_What is expected_.
Beginning with the line where "GamePad issues" appears, retype every remaining line of the data below, both the first and last included.

_Source material_.
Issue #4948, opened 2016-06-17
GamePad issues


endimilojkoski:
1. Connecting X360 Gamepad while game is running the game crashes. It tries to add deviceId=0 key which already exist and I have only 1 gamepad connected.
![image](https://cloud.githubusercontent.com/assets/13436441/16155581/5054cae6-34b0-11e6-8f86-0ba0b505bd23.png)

_Exercise response_.
GamePad issues


endimilojkoski:
1. Connecting X360 Gamepad while game is running the game crashes. It tries to add deviceId=0 key which already exist and I have only 1 gamepad connected.
![image](https://cloud.githubusercontent.com/assets/13436441/16155581/5054cae6-34b0-11e6-8f86-0ba0b505bd23.png)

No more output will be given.